Information given below:

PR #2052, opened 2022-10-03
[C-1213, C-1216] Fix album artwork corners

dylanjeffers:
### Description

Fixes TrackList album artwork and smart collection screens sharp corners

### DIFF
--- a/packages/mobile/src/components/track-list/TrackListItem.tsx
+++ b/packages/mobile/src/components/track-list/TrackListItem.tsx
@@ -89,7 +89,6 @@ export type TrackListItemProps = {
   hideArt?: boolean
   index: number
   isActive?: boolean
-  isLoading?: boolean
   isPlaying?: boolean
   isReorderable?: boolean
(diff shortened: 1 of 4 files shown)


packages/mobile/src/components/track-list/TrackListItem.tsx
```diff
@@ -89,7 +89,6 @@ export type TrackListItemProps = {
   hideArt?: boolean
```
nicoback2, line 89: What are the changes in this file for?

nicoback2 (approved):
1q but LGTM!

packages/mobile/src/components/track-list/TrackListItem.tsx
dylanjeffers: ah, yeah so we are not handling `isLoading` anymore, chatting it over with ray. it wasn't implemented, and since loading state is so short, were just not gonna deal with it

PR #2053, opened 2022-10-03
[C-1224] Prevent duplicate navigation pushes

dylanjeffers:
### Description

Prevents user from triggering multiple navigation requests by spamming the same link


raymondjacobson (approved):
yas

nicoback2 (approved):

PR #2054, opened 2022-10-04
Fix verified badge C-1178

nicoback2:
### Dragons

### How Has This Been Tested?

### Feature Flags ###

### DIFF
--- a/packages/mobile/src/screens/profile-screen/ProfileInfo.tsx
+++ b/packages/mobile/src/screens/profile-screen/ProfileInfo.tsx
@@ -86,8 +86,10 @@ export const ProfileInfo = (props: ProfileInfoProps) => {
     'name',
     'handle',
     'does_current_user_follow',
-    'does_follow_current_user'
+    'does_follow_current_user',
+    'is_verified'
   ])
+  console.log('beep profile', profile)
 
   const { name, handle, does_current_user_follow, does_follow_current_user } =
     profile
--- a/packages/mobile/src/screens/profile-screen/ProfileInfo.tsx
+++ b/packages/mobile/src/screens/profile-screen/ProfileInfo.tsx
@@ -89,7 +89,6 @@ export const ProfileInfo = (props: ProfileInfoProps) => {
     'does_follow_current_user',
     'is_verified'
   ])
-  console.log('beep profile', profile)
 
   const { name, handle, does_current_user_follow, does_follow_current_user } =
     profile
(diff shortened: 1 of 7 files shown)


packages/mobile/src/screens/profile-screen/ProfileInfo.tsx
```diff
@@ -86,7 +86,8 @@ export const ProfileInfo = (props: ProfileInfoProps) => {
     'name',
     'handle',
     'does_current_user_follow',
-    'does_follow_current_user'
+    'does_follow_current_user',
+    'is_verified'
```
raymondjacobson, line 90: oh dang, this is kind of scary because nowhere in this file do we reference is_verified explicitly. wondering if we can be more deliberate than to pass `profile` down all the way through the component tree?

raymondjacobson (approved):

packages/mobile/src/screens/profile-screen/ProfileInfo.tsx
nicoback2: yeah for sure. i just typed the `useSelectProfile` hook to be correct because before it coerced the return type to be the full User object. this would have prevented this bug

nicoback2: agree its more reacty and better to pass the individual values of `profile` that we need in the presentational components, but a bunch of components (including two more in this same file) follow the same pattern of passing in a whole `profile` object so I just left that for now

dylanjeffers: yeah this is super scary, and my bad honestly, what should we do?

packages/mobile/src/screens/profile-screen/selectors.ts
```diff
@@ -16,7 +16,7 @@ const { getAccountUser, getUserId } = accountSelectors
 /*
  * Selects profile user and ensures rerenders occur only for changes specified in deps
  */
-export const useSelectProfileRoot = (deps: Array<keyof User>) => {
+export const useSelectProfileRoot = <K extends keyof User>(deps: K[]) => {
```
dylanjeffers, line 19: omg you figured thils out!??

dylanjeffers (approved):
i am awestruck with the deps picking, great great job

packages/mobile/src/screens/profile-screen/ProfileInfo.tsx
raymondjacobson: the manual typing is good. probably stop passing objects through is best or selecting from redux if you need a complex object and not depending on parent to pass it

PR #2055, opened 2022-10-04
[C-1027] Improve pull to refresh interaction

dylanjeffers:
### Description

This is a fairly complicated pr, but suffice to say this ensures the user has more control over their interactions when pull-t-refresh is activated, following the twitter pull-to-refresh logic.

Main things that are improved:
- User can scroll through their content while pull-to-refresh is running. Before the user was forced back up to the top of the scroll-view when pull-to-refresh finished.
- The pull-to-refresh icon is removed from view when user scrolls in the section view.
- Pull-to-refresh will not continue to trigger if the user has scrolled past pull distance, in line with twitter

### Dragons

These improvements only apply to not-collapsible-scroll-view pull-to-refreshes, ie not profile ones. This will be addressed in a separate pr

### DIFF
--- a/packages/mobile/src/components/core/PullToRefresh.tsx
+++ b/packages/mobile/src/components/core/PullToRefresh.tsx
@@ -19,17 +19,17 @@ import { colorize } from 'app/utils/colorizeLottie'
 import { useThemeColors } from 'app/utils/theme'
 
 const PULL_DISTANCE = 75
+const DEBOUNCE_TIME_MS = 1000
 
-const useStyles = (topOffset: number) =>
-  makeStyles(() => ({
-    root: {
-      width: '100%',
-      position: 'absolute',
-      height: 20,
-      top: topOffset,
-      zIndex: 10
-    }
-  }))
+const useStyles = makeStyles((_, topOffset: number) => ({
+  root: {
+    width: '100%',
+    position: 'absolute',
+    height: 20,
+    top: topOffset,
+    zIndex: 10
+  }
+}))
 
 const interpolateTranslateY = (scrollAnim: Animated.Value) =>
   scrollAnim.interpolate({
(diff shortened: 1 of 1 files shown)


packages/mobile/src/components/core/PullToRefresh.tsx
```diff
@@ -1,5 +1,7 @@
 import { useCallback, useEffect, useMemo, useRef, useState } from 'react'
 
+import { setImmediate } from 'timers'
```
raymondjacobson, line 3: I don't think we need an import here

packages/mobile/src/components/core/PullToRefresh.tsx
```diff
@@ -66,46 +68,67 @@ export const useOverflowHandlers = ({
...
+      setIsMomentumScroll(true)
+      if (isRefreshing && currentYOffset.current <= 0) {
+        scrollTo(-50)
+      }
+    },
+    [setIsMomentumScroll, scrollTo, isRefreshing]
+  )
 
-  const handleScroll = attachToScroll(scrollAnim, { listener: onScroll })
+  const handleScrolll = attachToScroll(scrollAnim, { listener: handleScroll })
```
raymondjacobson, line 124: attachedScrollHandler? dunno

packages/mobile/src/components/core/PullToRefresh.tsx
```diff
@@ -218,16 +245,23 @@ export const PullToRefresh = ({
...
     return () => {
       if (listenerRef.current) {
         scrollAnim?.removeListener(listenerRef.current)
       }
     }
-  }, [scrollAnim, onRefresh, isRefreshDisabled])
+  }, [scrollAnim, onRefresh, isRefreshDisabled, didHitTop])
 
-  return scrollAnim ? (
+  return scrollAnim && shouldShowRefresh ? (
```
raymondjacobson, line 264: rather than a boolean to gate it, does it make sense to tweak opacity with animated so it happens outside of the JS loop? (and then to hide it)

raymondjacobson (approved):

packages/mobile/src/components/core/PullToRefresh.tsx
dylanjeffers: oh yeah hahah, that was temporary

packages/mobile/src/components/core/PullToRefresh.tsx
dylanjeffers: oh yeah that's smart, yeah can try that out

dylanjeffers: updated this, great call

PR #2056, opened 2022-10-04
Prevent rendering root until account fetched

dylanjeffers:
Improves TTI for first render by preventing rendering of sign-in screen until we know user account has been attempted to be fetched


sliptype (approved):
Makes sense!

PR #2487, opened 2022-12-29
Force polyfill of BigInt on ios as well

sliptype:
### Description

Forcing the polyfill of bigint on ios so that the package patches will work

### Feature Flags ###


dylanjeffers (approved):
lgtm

End of Information given.
Information given below:

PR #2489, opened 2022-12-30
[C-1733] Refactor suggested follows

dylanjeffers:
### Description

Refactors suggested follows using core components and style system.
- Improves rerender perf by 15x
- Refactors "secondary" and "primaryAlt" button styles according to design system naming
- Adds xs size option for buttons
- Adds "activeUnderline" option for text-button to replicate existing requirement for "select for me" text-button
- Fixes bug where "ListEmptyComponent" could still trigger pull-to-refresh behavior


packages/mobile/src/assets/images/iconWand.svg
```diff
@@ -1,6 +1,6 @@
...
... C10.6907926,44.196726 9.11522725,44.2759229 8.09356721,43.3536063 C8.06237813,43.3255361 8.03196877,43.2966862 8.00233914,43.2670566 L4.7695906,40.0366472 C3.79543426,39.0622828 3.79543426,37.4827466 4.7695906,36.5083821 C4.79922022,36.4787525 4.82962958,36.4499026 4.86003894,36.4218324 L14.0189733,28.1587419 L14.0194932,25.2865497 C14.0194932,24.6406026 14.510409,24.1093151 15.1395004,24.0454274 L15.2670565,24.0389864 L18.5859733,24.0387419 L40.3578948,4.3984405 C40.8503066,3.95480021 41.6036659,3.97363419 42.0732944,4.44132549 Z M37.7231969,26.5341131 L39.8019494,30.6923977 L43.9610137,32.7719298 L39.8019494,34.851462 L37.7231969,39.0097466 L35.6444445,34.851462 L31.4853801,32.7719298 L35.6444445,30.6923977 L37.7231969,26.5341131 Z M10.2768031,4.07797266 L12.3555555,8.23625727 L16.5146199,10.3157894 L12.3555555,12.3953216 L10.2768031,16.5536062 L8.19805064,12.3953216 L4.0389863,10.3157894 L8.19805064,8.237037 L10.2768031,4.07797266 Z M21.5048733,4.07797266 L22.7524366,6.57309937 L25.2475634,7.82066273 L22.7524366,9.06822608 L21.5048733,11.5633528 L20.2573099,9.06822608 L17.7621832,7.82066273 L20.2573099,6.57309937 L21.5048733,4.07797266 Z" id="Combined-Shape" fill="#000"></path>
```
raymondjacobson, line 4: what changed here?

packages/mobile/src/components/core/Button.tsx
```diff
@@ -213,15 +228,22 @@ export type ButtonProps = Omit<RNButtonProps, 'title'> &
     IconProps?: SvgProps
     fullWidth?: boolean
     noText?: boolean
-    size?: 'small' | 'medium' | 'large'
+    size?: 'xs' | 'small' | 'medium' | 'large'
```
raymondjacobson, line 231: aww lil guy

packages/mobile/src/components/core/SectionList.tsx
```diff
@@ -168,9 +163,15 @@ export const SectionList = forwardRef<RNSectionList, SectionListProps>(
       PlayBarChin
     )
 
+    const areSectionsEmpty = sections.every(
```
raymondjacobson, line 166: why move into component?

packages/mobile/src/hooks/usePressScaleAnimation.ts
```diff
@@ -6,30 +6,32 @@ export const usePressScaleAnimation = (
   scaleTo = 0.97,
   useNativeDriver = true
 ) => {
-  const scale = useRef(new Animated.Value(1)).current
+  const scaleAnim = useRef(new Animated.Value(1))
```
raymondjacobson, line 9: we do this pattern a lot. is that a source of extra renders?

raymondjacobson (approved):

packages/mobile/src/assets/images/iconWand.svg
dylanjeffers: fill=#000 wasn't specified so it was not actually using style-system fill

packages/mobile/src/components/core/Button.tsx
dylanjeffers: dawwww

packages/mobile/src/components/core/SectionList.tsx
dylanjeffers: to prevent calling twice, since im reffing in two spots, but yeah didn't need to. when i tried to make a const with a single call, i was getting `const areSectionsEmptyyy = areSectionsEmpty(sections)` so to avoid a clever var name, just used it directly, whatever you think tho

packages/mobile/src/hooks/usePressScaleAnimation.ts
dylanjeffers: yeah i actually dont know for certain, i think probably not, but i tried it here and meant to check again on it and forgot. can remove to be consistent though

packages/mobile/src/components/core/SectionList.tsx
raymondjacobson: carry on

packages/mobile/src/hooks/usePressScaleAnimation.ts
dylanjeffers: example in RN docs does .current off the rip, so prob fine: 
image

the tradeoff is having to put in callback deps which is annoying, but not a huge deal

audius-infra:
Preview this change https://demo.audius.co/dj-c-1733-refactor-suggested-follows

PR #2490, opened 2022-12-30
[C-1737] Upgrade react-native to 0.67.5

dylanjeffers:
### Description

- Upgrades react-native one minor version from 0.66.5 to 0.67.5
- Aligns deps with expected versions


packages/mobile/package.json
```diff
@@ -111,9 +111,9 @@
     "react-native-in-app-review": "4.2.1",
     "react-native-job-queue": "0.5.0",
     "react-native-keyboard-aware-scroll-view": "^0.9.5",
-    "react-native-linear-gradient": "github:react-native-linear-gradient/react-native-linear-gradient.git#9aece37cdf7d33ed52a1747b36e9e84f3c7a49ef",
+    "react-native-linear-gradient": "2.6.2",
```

End of Information given.
Information given below:

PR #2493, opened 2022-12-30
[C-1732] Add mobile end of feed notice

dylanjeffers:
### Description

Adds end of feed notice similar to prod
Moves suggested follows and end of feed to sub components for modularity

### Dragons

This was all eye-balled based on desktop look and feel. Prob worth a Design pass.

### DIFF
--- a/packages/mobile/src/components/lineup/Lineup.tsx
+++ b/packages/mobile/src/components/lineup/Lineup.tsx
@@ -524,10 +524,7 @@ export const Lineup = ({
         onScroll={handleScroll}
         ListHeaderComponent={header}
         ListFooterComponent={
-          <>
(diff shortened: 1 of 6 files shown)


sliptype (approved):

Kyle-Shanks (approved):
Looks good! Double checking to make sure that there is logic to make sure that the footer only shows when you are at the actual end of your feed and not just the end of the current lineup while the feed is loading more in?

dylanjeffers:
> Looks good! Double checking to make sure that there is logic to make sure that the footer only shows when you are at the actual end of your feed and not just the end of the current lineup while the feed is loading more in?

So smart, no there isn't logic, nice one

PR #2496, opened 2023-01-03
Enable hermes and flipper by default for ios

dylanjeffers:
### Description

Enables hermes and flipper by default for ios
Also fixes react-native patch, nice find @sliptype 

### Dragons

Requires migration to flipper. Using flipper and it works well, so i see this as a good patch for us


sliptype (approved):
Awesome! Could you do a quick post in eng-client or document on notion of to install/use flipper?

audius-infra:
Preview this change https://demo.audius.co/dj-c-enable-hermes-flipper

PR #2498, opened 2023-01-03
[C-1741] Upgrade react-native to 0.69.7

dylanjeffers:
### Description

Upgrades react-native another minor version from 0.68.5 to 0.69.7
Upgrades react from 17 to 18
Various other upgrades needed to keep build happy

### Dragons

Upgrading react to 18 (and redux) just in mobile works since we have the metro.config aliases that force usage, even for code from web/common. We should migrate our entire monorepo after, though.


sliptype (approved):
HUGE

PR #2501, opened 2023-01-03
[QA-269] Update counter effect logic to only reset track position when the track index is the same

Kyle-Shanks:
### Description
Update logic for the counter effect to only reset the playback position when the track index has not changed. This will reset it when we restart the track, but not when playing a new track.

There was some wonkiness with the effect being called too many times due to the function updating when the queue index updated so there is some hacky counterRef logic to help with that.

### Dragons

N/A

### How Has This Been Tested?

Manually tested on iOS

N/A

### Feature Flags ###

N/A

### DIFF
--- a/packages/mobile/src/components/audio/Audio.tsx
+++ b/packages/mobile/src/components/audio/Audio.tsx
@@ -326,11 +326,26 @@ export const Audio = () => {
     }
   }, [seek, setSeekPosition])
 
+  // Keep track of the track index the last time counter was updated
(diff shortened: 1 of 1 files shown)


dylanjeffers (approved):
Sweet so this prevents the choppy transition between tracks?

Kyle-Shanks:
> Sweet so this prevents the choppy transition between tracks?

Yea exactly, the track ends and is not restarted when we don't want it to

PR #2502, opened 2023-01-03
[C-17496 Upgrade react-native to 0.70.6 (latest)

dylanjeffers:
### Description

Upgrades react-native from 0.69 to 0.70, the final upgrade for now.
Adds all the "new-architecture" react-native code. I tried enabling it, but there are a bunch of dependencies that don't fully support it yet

End of Information given.

Task directions: Scan the entries above for the string "hermes" and copy each line containing it.

Result:
Enable hermes and flipper by default for ios
Enables hermes and flipper by default for ios
Preview this change https://demo.audius.co/dj-c-enable-hermes-flipper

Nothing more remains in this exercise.